## MATERIALS PROVIDED
PR #506, opened 2016-02-26
Add support for multiprocess builds ("/m") in .NET Core MSBuild

### LINKED ISSUE #303: Enable /m in CoreCLR (xplat)
This features was turned off due to named pipe limitations and binary serialization missing from .NET Core. This feature should be enabled and supported.

dsplaisted:
Resolves #303


src/XMakeBuildEngine/BackEnd/Components/Communications/NodeProviderOutOfProcBase.cs
```diff
@@ -390,12 +393,19 @@ private int LaunchNode(string msbuildLocation, string commandLineArgs)
 
             BackendNativeMethods.PROCESS_INFORMATION processInfo = new BackendNativeMethods.PROCESS_INFORMATION();
 
-            string appName = msbuildLocation;
+
+#if RUNTIME_TYPE_NETCORE
+            string coreRunName = NativeMethodsShared.IsUnixLike ? "CoreRun" : "CoreRun.exe";
```
akoeplinger: I think this should be `corerun` on non-Windows (at least according to https://github.com/dotnet/buildtools/blob/c578e891af4dea18b8f7e2524780bd4a9a3f8ce4/src/Microsoft.DotNet.Build.Tasks/PackageFiles/toolruntime.targets#L12)

AndyGerlicher:
LTGM. Do we need to update the handshake so there's no possibility of mixing nodes?

Also, perhaps we should emit a warning that this is experimental use at your own risk until we're comfortable with the security implications?

And we should make this the default in our self-host scenario.

dsplaisted:
OK, I've switch to use a pair of anonymous pipes on .NET Core instead of a single duplex named pipe, which makes multiprocess builds actually work on Linux and also resolves the security implications.  Enough has changed that I think it's worth re-reviewing the whole thing.

src/Shared/NodeEndpointOutOfProcBase.cs
```diff
@@ -312,7 +345,15 @@ private void InitializeAsyncPacketThread()
...
         private void PacketPumpProc()
         {
+#if FEATURE_NAMED_PIPES_FULL_DUPLEX
             NamedPipeServerStream localPipeServer = _pipeServer;
+            PipeStream localWritePipe = _pipeServer;
+            PipeStream localReadPipe = _pipeServer;
+#else
+            PipeStream localWritePipe = _pipeClientToServer;
+            PipeStream localReadPipe = _pipeServerToClient;
+#endif
```
rainersigwald: Nice way to hide this difference later :+1:

src/Shared/NodePacketTranslator.cs
```diff
@@ -341,7 +341,30 @@ public void TranslateDotNet<T>(ref T value)
                 BinaryFormatter formatter = new BinaryFormatter();
                 value = (T)formatter.Deserialize(_packetStream);
             }
+#else
+            public void TranslateBuildEventArgs(ref BuildEventArgs value)
+            {
+                var serializedBuildEventArgs = new SerializedBuildEventArgs();
+                serializedBuildEventArgs.Translate(this);
+                value = SerializedBuildEventArgs.ToEventArgs(serializedBuildEventArgs);
```
rainersigwald: What's the logic of mutating the input?

src/Shared/NodePacketTranslator.cs
```diff
@@ -1027,5 +1070,407 @@ public bool TranslateNullable<T>(T value)
...
+                translator.Translate(ref fieldName);
+
+                if (translator.Mode == TranslationDirection.ReadFromStream)
+                {
+                    LoadedType loadedDclaringType = _typeLoader.Load(declaringTypeFullName, assemblyLoadInfo);
+                    Type declaringType = loadedDclaringType.Type;
+                    Field = declaringType.GetField(fieldName, BindingFlags.DeclaredOnly | BindingFlags.Instance | BindingFlags.Public | BindingFlags.NonPublic);
+                }
+
+                var fieldType = Field.FieldType;
```
rainersigwald: nit: I'd put a blank line after this

rainersigwald:
LGTM

src/XMakeCommandLine/XMake.cs
```diff
@@ -3081,9 +3134,7 @@ private static void ShowHelpMessage()
             Console.WriteLine(AssemblyResources.GetString("HelpMessage_11_LoggerSwitch"));
             Console.WriteLine(AssemblyResources.GetString("HelpMessage_15_ValidateSwitch"));
             Console.WriteLine(AssemblyResources.GetString("HelpMessage_19_IgnoreProjectExtensionsSwitch"));
-#if FEATURE_APPDOMAIN
```
AndyGerlicher: This should still be #if FEATURE_NODE_REUSE, right?

AndyGerlicher:
LGTM

src/Shared/NodePacketTranslator.cs
dsplaisted: I don't follow.  The signature of the method allows for the value to be written to the stream or read from it, and this is the implementation that reads from the stream.

dsplaisted:
@dotnet-bot Test this please

src/Shared/NodePacketTranslator.cs
rainersigwald: I missed context of being in the read mode. With that, this makes perfect sense.

PR #511, opened 2016-03-03
Explicitly specify /nodeReuse in node creation

### LINKED ISSUE #509: Global msbuild.rsp with /nr:false can break /m builds
This was discovered internally by @AArnott. Thanks for the report and for giving us access to that repro machine.

MSBuild ships with an empty `msbuild.rsp` next to `msbuild.exe` in Program Files. If edited, any line in this response file is effectively prepended to the command line of a normal, undecorated `msbuild` invocation. Presumably this is to allow easily setting defaults for MSBuild across the entire machine.

Since #346, if this response file contains `/nr:false` to disable node reuse, multiproc builds will a) actually use only one process while b) continually spawning new instances of `msbuild.exe /nodeMode:1` until that one process completes.

This is because cc051cb9d4fb8507144aabdd7bfbc44669c862d2 changed how the child/client/worker node handled the `/nodeReuse` command line switch. Before, it was ignored and the child process would always live until it was sent a kill signal or it hit its timeout. After, it uses the value of the switch (after response-file inclusion, and defaulting to true) as part of its handshake computation.

In this situation, the main MSBuild spawned a new child process with no `/nodeReuse` flag, which in the absence of a response file is equivalent to `/nodeReuse:true`. Since there *was* a response file, the child actually started with `/nodeReuse:false`, computed its handshake value using that, and rejected the connection attempt that wanted `/nodeReuse:true`. For every attempted child process, in a loop, until the build ended.

AndyGerlicher:
Closes #509

### DIFF
--- a/src/XMakeBuildEngine/BackEnd/Components/Communications/NodeProviderOutOfProc.cs
+++ b/src/XMakeBuildEngine/BackEnd/Components/Communications/NodeProviderOutOfProc.cs
@@ -112,14 +112,12 @@ namespace Microsoft.Build.BackEnd
             }
 
             // Start the new process.  We pass in a node mode with a node number of 1, to indicate that we 
-            // want to start up just a standard MSBuild out-of-proc node. 
-            string commandLineArgs = " /nologo /nodemode:1 ";
-
-            // Disable node re-use if it is not requested (because no argument means enable reuse).
-            if (!ComponentHost.BuildParameters.EnableNodeReuse)
-            {
-                commandLineArgs += "/nodeReuse:false";
-            }
+            // want to start up just a standard MSBuild out-of-proc node.
+            // Note: We need to always pass /nodeReuse to ensure the value for /nodeReuse from msbuild.rsp
+            // (next to msbuild.exe) is ignored.
+            string commandLineArgs = ComponentHost.BuildParameters.EnableNodeReuse ? 
+                "/nologo /nodemode:1 /nodeReuse:true" : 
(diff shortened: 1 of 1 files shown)


src/XMakeBuildEngine/BackEnd/Components/Communications/NodeProviderOutOfProc.cs
```diff
@@ -112,14 +112,12 @@ public bool CreateNode(int nodeId, INodePacketFactory factory, NodeConfiguration
...
-            // want to start up just a standard MSBuild out-of-proc node. 
-            string commandLineArgs = " /nologo /nodemode:1 ";
-
-            // Disable node re-use if it is not requested (because no argument means enable reuse).
-            if (!ComponentHost.BuildParameters.EnableNodeReuse)
-            {
-                commandLineArgs += "/nodeReuse:false";
-            }
+            // want to start up just a standard MSBuild out-of-proc node.
+            // Note: We need to always pass /nodeReuse to ensure the machine-wide msbuild.rsp setting for
```
rainersigwald: I'd just say "any response file setting for"--we really mean "the one next to msbuild.exe" and the meaning of that changes--for a build from GitHub it's just in the local folder.

rainersigwald:
LGTM

AndyGerlicher:
@rainersigwald better? Updated the comment.

rainersigwald:
Yeah, sounds good now.

PR #513, opened 2016-03-03
Fix the find error

jasonwilliams200OK:
On OS X, it gives the error:

```bash
find: ftsopen: No such file or directory
```

and on Ubuntu:

```bash
find: cannot search `': No such file or directory (TaskId:2)
```
(both errors can be verified on CI run before this PR)

This change fixes that error.

### DIFF
--- a/src/.nuget/packageLoad.targets
+++ b/src/.nuget/packageLoad.targets
@@ -81,7 +81,7 @@
           AfterTargets="_RestoreBuildToolsPackagesConfig"
           Condition="'$(OsEnvironment)'!='Windows_NT'">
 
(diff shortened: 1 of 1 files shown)


jasonwilliams200OK:
Before: http://dotnet-ci.cloudapp.net/job/Microsoft_msbuild/job/_OSX_prtest/193/console

Search on page "find:" -> 1 hit

After: http://dotnet-ci.cloudapp.net/job/Microsoft_msbuild/job/_OSX_prtest/199/console

0 hits

jasonwilliams200OK:
Test Windows_NT Build please.

cdmihai:
Thank you for looking into this!

Can you please simplify the fix by changing DnuToolDir to DnuToolPath and not removing DnuToolPath?
Though it kinda looks superfluous, I kept DnuToolPath because the targets inside Build Tools still use dnu referencing property names (e.g., their nuget restore targets reference DnuRestoreCommand). For the sake of consistency, I then tried to make sure the dnu properties are still there but reference dotnet cli (got the trick from the corefx repo).

jasonwilliams200OK:
Thanks for the review @cdmihai! I have fixed it up. Now the change is confined to just one file. :)

rainersigwald:
LGTM

Issue #503, opened 2016-02-23
Why is NativeMethodsShared.FixFrameworkPath required?


radical:
This method essentially converts paths of the form

`/framework/base/path/vA.B/foo` to `/framework/base/path/xbuild/vA.B/bin/foo` 

.. if A.B > 4.0 .

I am not sure why this is required or when it might be hit. The `xbuild/*/bin` path
contains the Microsoft.Build* assemblies for versions 12.0 and 14.0..
But how would we get a resolved path to these?

Also, this gets applied to results of property/item expansions via `MaybeAdjustFilePath`,
which means that any Property containing such a path gets adjusted. And this can get
applied multiple times, so ..

` <Foo>/Users/ankit/dev/misc/lib/mono/v8.0/asd</Foo>`

.. becomes ..

`/Users/ankit/dev/misc/lib/mono/xbuild/8.0/bin/bin/asd` 

So, my question is why is this useful?

AndyGerlicher:
@ValMenn does this look familiar?

We're not really sure. Probably seemed like a good idea at the time. I don't know of any reason for or against keeping it.

radical:
Thanks!

PR #517, opened 2016-03-08
NativeMethodsShared.FixFrameworkPath: Remove

radical:
This method tries to adjust paths that seem to be framework paths and
seem to have a major version higher than 4, and maps them to a different
path like `../xbuild/A.B/bin/..` .

/framework/base/path/vA.B/foo to /framework/base/path/xbuild/vA.B/bin/foo

It's not clear what this was trying to fix, but it is unnecessary and
incorrect. This gets used in a common code path for processing
properties, so it ends up getting applied to all properties and can be
applied more than once, which results in mangled paths, like:

<Foo>/Users/ankit/dev/misc/lib/mono/v8.0/asd</Foo>

.. becomes ..

/Users/ankit/dev/misc/lib/mono/xbuild/8.0/bin/bin/asd

Issue: #503

### DIFF
--- a/src/Shared/FileUtilities.cs
+++ b/src/Shared/FileUtilities.cs
@@ -461,17 +461,6 @@ namespace Microsoft.Build.Shared
                 }
             }
 
-            // See if we have a framework path and adjust it if needed
-            if (checkValue.StartsWith("/"))
-            {
-                var adjustedValue = NativeMethodsShared.FixFrameworkPath(checkValue);
-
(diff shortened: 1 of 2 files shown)


AndyGerlicher:
LGTM

cdmihai:

radical:
Could we release a new build of mono-msbuild for bootstrapping, after we merge this? It would then work the mono/master and the upcoming mono release.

## TASK BRIEF
Would you please write out, exactly and with no other lines, the stretch of the listing above from the line containing "This was discovered" through the line containing "MSBuild ships with"?

## EXERCISE RESULT
This was discovered internally by @AArnott. Thanks for the report and for giving us access to that repro machine.

MSBuild ships with an empty `msbuild.rsp` next to `msbuild.exe` in Program Files. If edited, any line in this response file is effectively prepended to the command line of a normal, undecorated `msbuild` invocation. Presumably this is to allow easily setting defaults for MSBuild across the entire machine.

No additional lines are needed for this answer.